_ENTRIES PROVIDED_

PR #830, opened 2019-01-08
Rename Option and Group types in Select to workaround typedoc oddness

BPScott:

Typedoc (which we use for generating prop tables on the styleguide) has
a bug in it where it doesn't correctly resolve types that are imported
from a different file (or we're using it wrong).
Instead of looking at imports it seems to look at a global bucket of
names. In this case there was a clash between Option (as living in Select)
and Option (as living in OptionList/components). 

This resulted it it thinking that the type for ResourceList -> sortOptions was `src/components/OptionList/components/Option/Option.tsx`'s default export instead of the type in `src/components/Select/Select.tsx`

Work around this by renaming Select's Option to "SelectOption".

This allows our type documentation generation in the styleguide to work
correctly.

Strictly speaking the change to SelectGroup isn't needed but i think
"SelectOption and SelectGroup" sounds nicer than "SelectOption and
Group".

### How to 🎩

- In polaris-styleguide checkout this PR: https://github.com/Shopify/polaris-styleguide/pull/2488
- In polaris-styleguide run `yarn run typedoc` and swear loudly because it fails.
- In polaris-react run `yarn build-consumer polaris-styleguide`
- In polaris-styleguide run `yarn run typedoc` again and see that it runs without errors. Cheer / run your temples /swear loudly again.
- In polaris-styleguide run `yarn dev` and see that the prop table on the ResourceList page correctly states that `sortOptions` has the typing `string | StrictOption[]` [just like in production](https://polaris.shopify.com/components/lists-and-tables/resource-list/sortOptions)

### DIFF
--- a/src/components/ResourceList/ResourceList.tsx
+++ b/src/components/ResourceList/ResourceList.tsx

_HOW TO COMPLETE THIS TASK_
All lines of the records above with the word "that" in them are to be copied.

_WRITTEN REPLY_
a bug in it where it doesn't correctly resolve types that are imported
This resulted it it thinking that the type for ResourceList -> sortOptions was `src/components/OptionList/components/Option/Option.tsx`'s default export instead of the type in `src/components/Select/Select.tsx`
- In polaris-styleguide run `yarn run typedoc` again and see that it runs without errors. Cheer / run your temples /swear loudly again.
- In polaris-styleguide run `yarn dev` and see that the prop table on the ResourceList page correctly states that `sortOptions` has the typing `string | StrictOption[]` [just like in production](https://polaris.shopify.com/components/lists-and-tables/resource-list/sortOptions)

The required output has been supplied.